Dua Lembaga Ini Kritisi Isu RUU Cipta Lapangan Kerja
Berita

Dua Lembaga Ini Kritisi Isu RUU Cipta Lapangan Kerja

Mulai perubahan rezim perizinan menjadi standar, pengupahan, pembenahan serikat pekerja. Draft RUU Cipta Lapangan Kerja perlu dikritisi seluruh pemangku kepentingan agar pemerintah mendapat masukan yang terbaik.

Oleh:
Ady Thea DA
Bacaan 2 Menit
Ilustrasi: Hol
Ilustrasi: Hol

Hingga kini, banyak pihak yang kesulitan mengakses draft RUU Cipta Lapangan Kerja (Cilaka).
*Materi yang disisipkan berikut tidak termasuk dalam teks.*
PR #2030, opened 2025-04-30
bug(PKH): allow PDF generation with special characters 

ingriddorioschulze:
This PR fixes the PDF generation with special characters:
- Register fontkit with PDFDocument in the printNameInSignatureFormField to allow pdf to be generated with special characters like "ń"

### DIFF
--- a/app/domains/prozesskostenhilfe/services/pdf/printNameInSignatureFormField.ts
+++ b/app/domains/prozesskostenhilfe/services/pdf/printNameInSignatureFormField.ts
@@ -1,15 +1,26 @@
+import fs from "fs";
+import fontkit from "@pdf-lib/fontkit";
 import type { PDFDocument } from "pdf-lib";
 import type { ProzesskostenhilfeFormularContext } from "../../formular/context";
 
-export function printNameInSignatureFormField(
+export async function printNameInSignatureFormField(
   pdfDoc: PDFDocument,
   userData: ProzesskostenhilfeFormularContext,
 ) {
   if (userData.versandArt === "digital") {
+    // registering fontkit with PDFDocument to encode and embed Unicode characters like "ń", "ś", "ł"
+    // without fontkit, pdf-lib will use simple encoding (WinAnsi) and will throw "WinAnsi cannot encode
+    // "ń" when it does not know how to encode
+    pdfDoc.registerFontkit(fontkit);
+    const fontBytes = fs.readFileSync(
+      "public/fonts/BundesSansWeb-Regular.woff",
+    );
+    const font = await pdfDoc.embedFont(fontBytes, { subset: true });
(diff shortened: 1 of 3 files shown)


judithmh (approved):

app/domains/prozesskostenhilfe/services/pdf/printNameInSignatureFormField.ts
```diff
@@ -1,15 +1,26 @@
...
-export function printNameInSignatureFormField(
+export async function printNameInSignatureFormField(
   pdfDoc: PDFDocument,
   userData: ProzesskostenhilfeFormularContext,
 ) {
   if (userData.versandArt === "digital") {
+    // registering fontkit with PDFDocument to encode and embed Unicode characters like "ń", "ś", "ł"
+    // without fontkit, pdf-lib will use simple encoding (WinAnsi) and will throw "WinAnsi cannot encode
+    // "ń" when it does not know how to encode
+    pdfDoc.registerFontkit(fontkit);
```
aaschlote, line 14: in the function `fillPdf` is already doing it, should you call the method `embedFont` there as well?

ingriddorioschulze: I guess it id already being done here:

` const customPdfFormFont = await pdfDoc.embedFont(bundesSansCondensed, {
    features: { liga: false },
  });`
  
  Is that what you mean?

aaschlote: Yeah, but can you do there as well? There is embed the `BundesSansCond-DTP-Regular.otf`, maybe it's missing to add the `public/fonts/BundesSansWeb-Regular.woff`.

If you do there, it's a global change, so it won't need to apply for the other parts of the code

ingriddorioschulze:
> Should we also do the same for [BerH](https://github.com/digitalservicebund/a2j-rechtsantragstelle/blob/9d7afaa9b6ef24c5a52003122abf506829dfa0d5/app/domains/beratungshilfe/services/pdf/pdfForm/header.ts#L27)?

@Spencer6497  in BerH is being done [here](https://github.com/digitalservicebund/a2j-rechtsantragstelle/blob/9ab5f8308862a2997f2fcc65a8e6528bcea83c27/app/services/pdf/fillPdf.server.ts#L56)

The difference between both implementations are:

PHK uses `printNameInSignatureFormField` function to sign the PDF with name + nachname

BerH uses the fillFunction and the signing happens in the [fillFooter ](https://github.com/digitalservicebund/a2j-rechtsantragstelle/blob/9ab5f8308862a2997f2fcc65a8e6528bcea83c27/app/domains/beratungshilfe/services/pdf/pdfForm/footer.ts#L24)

Padahal, publik penasaran ingin mengetahui isi RUU tersebut untuk memberi masukan kepada pemerintah. Kesulitan mengakses RUU itu tidak hanya dari kalangan masyarakat sipil, tapi juga lembaga negara seperti Ombudsman dan Komnas HAM.

 

Komisioner Ombudsman RI Alamsyah Saragih menegaskan lembaganya kesulitan mengakses draft RUU Cipta Lapangan Kerja sekalipun telah melayangkan surat secara resmi kepada Menteri Koordinator Bidang Perekonomian. Menurutnya, rencana omnibus law ini muncul karena paket kebijakan ekonomi yang pernah dijalankan pemerintahan periode 2014-2019 tidak berbuah hasil sesuai yang diharapkan.

 

Salah satu penyebabnya yakni banyaknya regulasi, sehingga terjadi tumpang tindih peraturan. Melalui RUU Cipta Lapangan Kerja, pemerintah akan mengganti konsep perizinan menjadi standar. Konsekuensinya akan dibutuhkan banyak profesional yang bersertifikat. Misalnya, untuk izin mendirikan bangunan (IMB), pemohon harus mampu memenuhi standar yang ditentukan untuk mendapat sertifikat.

 

Alih-alih menyederhanakan peroses perizinan, Alamsyah menilai penetapan standar itu malah berpotensi meningkatkan ongkos perizinan. Tidak ada jaminan mekanisme penerapan standar itu dapat menghilangkan moral hazard (resiko moral) karena prosesnya melibatkan profesional.

 

“Biaya makin meningkat dan memunculkan bisnis sertifikasi,” kata Alamsyah dalam diskusi di kantor Komnas HAM Jakarta, Kamis (30/1/2020). Baca Juga: Jimly: Omnibus Law Pertama Semestinya RUU Pemindahan Ibukota Negara

 

Menurut Alamsyah, rezim standar membutuhkan pengawasan yang lebih ketat karena sifatnya bukan preventif. Pemerintah perlu memiliki petugas aparat yang cukup untuk mengecek apakah kegiatan usaha yang berjalan sudah memenuhi standar yang ditetapkan. Tugas pemerintah jika rezim perizinan diganti dengan standar yakni menyiapkan aparat untuk melayani publik yang ingin sesuai atau memenuhi standar dimaksud.

 

“Apakah birokrasi siap melakukan ini? Banyak laporan yang masuk ke Ombudsman paling banyak soal pengawasan yang lemah,” ungkapnya.